崇祯寻了一处靠窗的位置坐下,点了几道金陵的特色菜肴:旋炙野鸭肉、鹅鸭排蒸、莲花鸭签。
他细细品味,发现这里的菜肴比起北方的浓烈,更注重清淡鲜美,各有风味。
正当他悠然用膳之时,酒楼大门处却传来一阵骚动。
“都让开!都让开!”
一群家仆簇拥着一位锦衣华服的贵公子,大摇大摆地走了进来。
那公子年约二十上下,面白无须,手摇一把绘着春宫图的折扇,走路时头颅高昂,鼻孔朝天,仿佛这酒楼都容不下他的盛气凌人。

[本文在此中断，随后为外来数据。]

PR #3296, opened 2021-11-03
[HOLD for PO vetting] Literal validation (integer, dateTime and dateTimeStamp and regex)

### LINKED ISSUE #2890: validate data in literal fields against datatype or regex specified in template
if a literal field has a datatype (see #2889) or a regex (see #2907) specified, validate that entered data conforms to the datatype or regex

if it doesn't, show error message "Not a valid [datatype]" or "Entered data must match [regex]" (or whatever wording makes most sense)

ndushay:
## Why was this change made?

closes #2890 

unit tests, running locally, deployed to dev.

README with new properties.


README.md
```diff
@@ -291,10 +291,11 @@ The following are only in the resource subject (that is, the base subject).
   remarkUrl: <remark url, e.g., "http://access.rdatoolkit.org/2.13.html">
   remarkUrlLabel: <a descriptive label about the remark url, e.g., "Title Proper">
   type: <resource | uri | literal>,
+  validationRegex: <regex as a string>,
+  validationDataType: <uri for integer, dateTime, etc.>,
   component: <InputLookup | InputLookupQA | InputList | InputLiteral | InputURI>,
-  valueSubjectTemplateKeys: [<subject template keys>]
+  valueSubjectTemplateKeys: [<subject template keys>],
```
ndushay, line 297: I admit that part of me was itching to alphabetize this list;  if order does matter, I hope I put the new ones in the right place.

__tests__/reducers/resourceValidationHelpers.test.js
```diff
@@ -0,0 +1,480 @@
...
+  // loadResourceFinished,
+  // setResourceGroup,
+  // setValueOrder,
+  // clearResourceFromEditor,
+  // saveResourceFinishedEditor,
+  // updateValue,
+  // setCurrentDiffResources,
+  // setVersions,
+  // clearVersions,
+} from "reducers/resources"
```
ndushay, line 34: I wasn't sure what I needed to write tests;   at this point, I wonder if I need to have tests for updateValue or any other reducers.

__tests__/testUtilities/stateUtils.js
```diff
@@ -247,6 +247,24 @@ const buildResourceWithLiteral = (state, options) => {
     ]
   }
 
+  if (options.hasIntegerValidation) {
+    state.entities.propertyTemplates[
+      "ld4p:RT:bf2:Title:AbbrTitle > http://id.loc.gov/ontologies/bibframe/mainTitle"
```
ndushay, line 252: inappropriate propertyTemplate for these sorts of literals, but gud enuf for testing ?

src/TemplatesBuilder.js
```diff
@@ -284,6 +288,30 @@ export default class TemplatesBuilder {
...
+      propertyTerm,
+      "http://sinopia.io/vocabulary/hasLiteralAttributes"
+    )
+    if (!attributeTerm) return null
+    return this.valueFor(
+      attributeTerm,
+      "http://sinopia.io/vocabulary/hasValidationDataType"
+    )
+  }
+
```
ndushay, line 314: I'm not sure if this is needed??

src/reducers/resourceHelpers.js
```diff
@@ -177,6 +177,9 @@ const removeFromKeyArray = (obj, key, value) => {
   obj[key] = [...obj[key]].filter((checkValue) => checkValue !== value)
 }
 
+// refactor this into more than one function;  move into separate file
+//   look at how we validate templates ... maybe use that as a model??
+//   (see actionCreators/templateValidationHelpers)
```
ndushay, line 182: I wanted to get tests passing and code written before refactoring.  I'm at that point now.

__tests__/reducers/resourceValidationHelpers.test.js
justinlittman: I would add a single test that shows that validation is being performed for updateValue (if there isn't one already). But no need to repeat all of the test.

src/TemplatesBuilder.js
justinlittman: Yup.

src/reducers/resourceHelpers.js
```diff
@@ -202,6 +205,53 @@ export const updateValueErrors = (state, valueKey) => {
...
   }
 
+  if (
+    propertyTemplate.type === "literal" &&
+    propertyTemplate.validationDataType ===
+      "http://www.w3.org/2001/XMLSchema/integer" &&
+    Number.isNaN(parseInt(value.literal, 10))
+  )
+    errors.push(
+      `Literal validationDataType is 'http://www.w3.org/2001/XMLSchema/integer' but '${value.literal}' is not an integer`
```
justinlittman, line 215: Would prefer `Expected datatype is ...` rather than `Literal validationDataType ...` here and below.

src/reducers/resourceHelpers.js
```diff
@@ -202,6 +205,53 @@ export const updateValueErrors = (state, valueKey) => {
     if (value.uri && !isValidURI(value.uri)) errors.push("Invalid URI")
   }
 
+  if (
+    propertyTemplate.type === "literal" &&
+    propertyTemplate.validationDataType ===
+      "http://www.w3.org/2001/XMLSchema/integer" &&
```
justinlittman, line 211: Is this going to give a validation error for null/no value? (We don't want it to.)

src/TemplatesBuilder.js
```diff
@@ -127,6 +127,10 @@ export default class TemplatesBuilder {
     const propertyTemplate = this.newBasePropertyTemplate(propertyTerm)
     propertyTemplate.type = "literal"
     propertyTemplate.defaults = this.defaultsForLiteral(propertyTerm)
+    propertyTemplate.validationRegex =
```
justinlittman, line 130: This needs a test. (I know you're not done, but thought I would point out just in case.)

ndushay: will do.

ndushay (commented):
I'm not sure my tests are checking for the correct state conditions when there is a validation error.

src/reducers/resourceHelpers.js
ndushay: now done.

src/reducers/resourceHelpers.js
ndushay: done.

ndushay:
build is passing now, regardless of what it says here ...

ndushay (commented):
@justinlittman I think I've addressed everything except for adding the regex stuff (which is next);   Please review my test conditions as I'm not 100% sure I'm looking for the right results in state.

This should be ready to go out for vetting by Michelle.

Note:  any backslashes in regex entered by user need to be (at least) double escaped.  In the javascript CODE, they must be `"\\d*"` to get `/\d*/`.   There may be more escaping necessary due to browser stuff.   I also highly recommend using beginning and end of string indicators `"^yer-stuff-here$"`.    

Where do I document so users will see this stuff at appropriate time?

README.md
```diff
@@ -318,6 +319,8 @@ The following are only in the resource subject (that is, the base subject).
   literal: <literal>,
   lang: <language for literal or URI label>,
   -> langLabel: <label for language>,
+  validationRegex: <regex for literal validation, as a string with backslashes double-escaped (e.g. "^\\d+$" becomes /^\d+$/)>,
+  validationDataType: <uri for integer, dateTime, etc. for literal validation>,
```
ndushay, line 323: I trust this and the new lines 294-297 are sufficient documentation of the new properties.

__tests__/__action_fixtures__/expandProperty-ADD_VALUE.json
```diff
@@ -110,6 +110,8 @@
               "remarkUrlLabel": null,
               "remarkUrl": null,
               "defaults": [],
+              "validationDataType": null,
+              "validationRegex": null,
```
ndushay, line 114: adding these was annoying and felt brittle, but it's over now.

static/literalDataType.json
```diff
@@ -10,9 +10,5 @@
   {
     "uri": "http://www.w3.org/2001/XMLSchema/dateTimeStamp",
     "label": "Date and time with required timezone (xsd:dateTimeStamp)"
-  },
-  {
-    "uri": "http://id.loc.gov/datatypes/edtf",
-    "label": "Extended Date/Time Format (EDTF)"
```
ndushay, line 16: postponing this for issue #3301

ndushay (commented):
I think #2890 is done with this PR except:
- PO vetting of these changes (@michelleif) - especially, e.g.  how users must enter strings like `\d` in the UI to get the right thing in the regex validation for a digit ...
- end user documentation (@michelleif )
- vetting that the tests I added in `resourceValidationHelper.tests` have the correct conditions (that non-error cases do the right thing, and that error cases do the right thing, for both addValue and updateValue)  (@justinlittman)

src/reducers/resourceValidationHelpers.js
```diff
@@ -0,0 +1,103 @@
...
+) => {
+  const errors = []
+  if (value.key === property.valueKeys[0] && propertyTemplate.required) {
+    if (!value.uri) errors.push("URI required")
+    if (!value.label) errors.push("Label required")
+  } else {
+    if (value.uri && !value.label) errors.push("Label required")
+    if (!value.uri && value.label) errors.push("URI required")
+  }
+  if (value.uri && !isValidURI(value.uri)) errors.push("Invalid URI")
```
ndushay, line 104: this method can generate multiple errors, even if the other ones can't.

src/reducers/resourceHelpers.js
```diff
@@ -181,27 +189,26 @@ export const updateValueErrors = (state, valueKey) => {
...
-      if (value.uri && !value.label) errors.push("Label required")
-      if (!value.uri && value.label) errors.push("URI required")
-    }
-    if (value.uri && !isValidURI(value.uri)) errors.push("Invalid URI")
+    errors.push(
+      validateUriPropertiesAndValue(value, property, propertyTemplate)
+    )
   }
 
+  errors = errors.flat(1) // all that pushing makes for nested arrays
```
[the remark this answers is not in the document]
mjgiarlo: If the error functions above all return (one-dimensional) arrays, you could use array destructuring for this, I think? Especially since `errors` is already a mutable value. So, something like:

```javascript
let errors = []
// ...
errors = [
  ...errors, 
  ...literalRegexValidationError(value, propertyTemplate),
  ...literalIntegerValidationError(value, propertyTemplate),
  ...literalDateTimeValidationError(value, propertyTemplate),
  ...literalDateTimeStampValidationError(value, propertyTemplate),
]
// ... 
errors = [...errors, ...uriPropertiesAndValueErrors(value, property, propertyTemplate)]
```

“这不是陈衙内吗?”有食客低声议论,“他怎的今日来了这里?”
“嘘!莫要多言!这位可是陈知府的公子!”
陈衙内,名唤陈安,仗着其父乃是前建康府知府陈光邦,素来横行霸道,在金陵城里无人敢惹。
他扫视酒楼一圈,见许多食客衣着光鲜,谈笑间口音却多带北方腔调,眉宇间立刻流露出不屑。
“哼!这品香居如今也尽是些上不得台面的东西!”
陈安摇着折扇,大声嚷嚷起来:“一个个从东京那个破烂地方跑出来的丧家犬,如今到了我建康府,竟也敢装大款,高声阔论!也不瞧瞧自己是个什么东西!”

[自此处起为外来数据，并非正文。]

PR #3297, opened 2021-11-03
Supports multiple URIs per property template.

### LINKED ISSUE #3220: add option for cataloger to choose a property
see #2763 for use cases and prior discussion

Root template change:
1) make the Property URI (<http://sinopia.io/vocabulary/hasPropertyUri>) field repeatable. This will enable the template creator add property choices for the cataloger for a particular property template, if desired.

Editor changes (applies to all kinds of property templates: literal, lookup, etc.)

1) for each field in Editor, display the property label
2) if there's more than one Property URI (in other words, template creator added repetitions of Property URI), then display all the Property URI **labels** in a dropdown for user to select.

@astridu need your design here for Editor's display of property label and display of dropdown if there's a choice of properties; needs to work for all types of inputs; this is adding an additional display/choice area--user still has to enter the "object" in the field like they do now

--for the dropdown, display the property labels in alphabetical order (order of repetitions in template is not significant)
--user cannot enter their own value, they can only choose from one of the options

justinlittman:
closes #3220 

## Why was this change made?
Introduce complexity.


src/TemplatesBuilder.js
```diff
@@ -164,10 +169,13 @@ export default class TemplatesBuilder {
...
     return {
       // This key will be unique for resource templates, property templates.
-      key: `${this.subjectTemplate.key} > ${propertyUri}`,
+      key: `${this.subjectTemplate.key} > ${Object.keys(propertyUrisMap)
+        .sort()
+        .join(", ")}`,
       subjectTemplateKey: this.subjectTemplate.key,
       label: this.valueFor(propertyTerm, rdfsLabel),
-      uri: propertyUri,
+      uris: propertyUrisMap,
```
justinlittman, line 177: This is the change in model for property templates -- a property template can have multiple property URIs.

defaultUri below is just a shortcut to getting the first. In the future, may allow configuring this in template.

justinlittman:
When multiple property URIs:
image

When single property URI:
image

justinlittman:
Also, this has been tested/approved by @michelleif

src/actionCreators/resourceHelpers.js
```diff
@@ -87,15 +87,20 @@ export const addResourceFromDataset =
   (dispatch) => {
     const subjectTerm = rdf.namedNode(chooseURI(dataset, uri))
     const newUri = asNewResource ? null : uri
-    const usedDataset = rdf.dataset()
-    usedDataset.addAll(
-      dataset.match(
+    const context = {
```
justinlittman, line 90: I declared bankruptcy on passing around to many params and moved some to context.

jcoyne (approved):

src/actionCreators/templateValidationHelpers.js
```diff
@@ -71,48 +71,55 @@ const validatePropertyTemplates = (propertyTemplates) => {
 
 const validatePropertyTemplate = (template) => {
   const errors = []
-  if (!template.uri) {
+  const firstUri = _.first(Object.keys(template.uris || {}))
```
justinlittman, line 74: Need to account for multiple property URIs.

PR #3304, opened 2021-11-04
[HOLD] allow language suppression to be set as a property attribute

### LINKED ISSUE #3274: Allow suppressing language selection for a property
Often there are literals where a language is not appropriate or relevant, like an ISBN (see original request #2837)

他这番话,如同冰水泼进了热油锅,酒楼里顿时炸开了锅。
许多从北方南迁而来的士绅商贾,平日里便受尽了排挤和嘲讽,如今被当面指着鼻子骂“丧家犬”,哪里还忍得住?
“放屁!”一个坐在角落里的黄衣公子猛地拍案而起,怒目圆睁,“你这厮算个什么东西!爷爷在东京的时候,你这种货色,我一句话就能叫你家破人亡,信不信!”
这黄衣公子,乃是新任户部侍郎黄潜善的儿子,人称黄衙内。
他出身东京豪门,眼见北方沦陷,家中败落,心中本就郁结,如今被如此羞辱,哪里还顾得上什么体面?

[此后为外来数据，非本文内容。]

PR #3311, opened 2021-11-08
set z-index for dropdown so it stays on top

### LINKED ISSUE #3310: Change or remove sticky header
The current sticky header in the Editor is causing problems in which things are stuck below it. For example:

image

Please try to change the sticky header so that it works like a Github ticket (only becomes sticky when scrolled to top) or remove the sticky feature.

peetucket:
## Why was this change made?

Fixes #3310:

- adjust zindex for drop-downs to ensure they stay on top
- adjust scroll position for left nav links to account for header

**Drop down menu no longer obscured:**

Screen Shot 2021-11-08 at 4 36 56 PM

**After clicking "Template Label" in left nav, scroll position set correctly:**

Screen Shot 2021-11-08 at 4 37 03 PM

Localhost

### DIFF
--- a/src/hooks/useNavLink.js
+++ b/src/hooks/useNavLink.js
@@ -37,7 +37,10 @@ const useNavLink = (navObj) => {
     event.preventDefault()
 
     const elem = document.querySelector(`#${navTargetId}`)
-    if (!isInViewport(elem)) elem.scrollIntoView({ behavior: "smooth" })
+    if (!isInViewport(elem)) {
+      const y = elem.getBoundingClientRect().top + window.pageYOffset - 90 // do not scroll to top, leave space for header row
+      window.scrollTo({ top: y, behavior: "smooth" })
+    }
     dispatch(
       setCurrentComponent(
         navObj.rootSubjectKey,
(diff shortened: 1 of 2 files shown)


src/hooks/useNavLink.js
```diff
@@ -37,7 +37,10 @@ const useNavLink = (navObj) => {
     event.preventDefault()
 
     const elem = document.querySelector(`#${navTargetId}`)
-    if (!isInViewport(elem)) elem.scrollIntoView({ behavior: "smooth" })
+    if (!isInViewport(elem)) {
+      const y = elem.getBoundingClientRect().top + window.pageYOffset - 90 // do not scroll to top, leave space for header row
```
jcoyne, line 41: Is this appropriate if the title spills onto multiple lines?

src/styles/bootstrap-override.scss
```diff
@@ -25,6 +25,10 @@ $primary-disabled: lighten(map-get($theme-colors, "secondary"), 20%);
   text-decoration: underline;
 }
 
+.dropdown-menu {
+  z-index: 3000;
```
jcoyne, line 29: Can this be `$zindex-sticky + 1` so we can see this is relative to that value.

jcoyne (changes requested):

src/hooks/useNavLink.js
peetucket: hmm, excellent question - I'm trying to figure out how to account for that (and to find an example of a label that spans lines)  ... shrinking window size doesn't wrap any headers I can find

peetucket:
Closed in favor of #3317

陈安一听这话,非但不惧,反而哈哈大笑起来:“家破人亡?如今是谁家破人亡?谁是丧家犬?你弄一个试试?你算个什么东西!”
“你找死!”黄衙内气得浑身发抖,拿起桌上的茶壶便要砸过去。
“少爷!”黄衙内的仆人连忙抱住他。
陈安的仆人也一窝蜂地冲了上去,双方你推我搡,拳脚相加,很快便扭打成一团,桌椅碗碟被推倒在地,乒乒乓乓的响声不绝于耳。
食客们纷纷避让,酒楼里一片狼藉。
崇祯坐在窗边,眉头紧锁。
这哪里是什么斗殴,分明是南北士绅阶层矛盾的缩影。
南方地主不齿北方官僚的落魄,北方官僚又瞧不起南方土豪的出身,两者摩擦不断。
他本想看看这事如何收场,不一会儿,外面便传来官差的呼喝声。
“住手!都住手!”
几名手持棍棒的官差冲入酒楼,将扭打在一起的两伙人分开。
官差们对陈衙内自然不敢怠慢,只将那黄衙内一行人押解着,连同陈衙内一起,带回了建康府衙。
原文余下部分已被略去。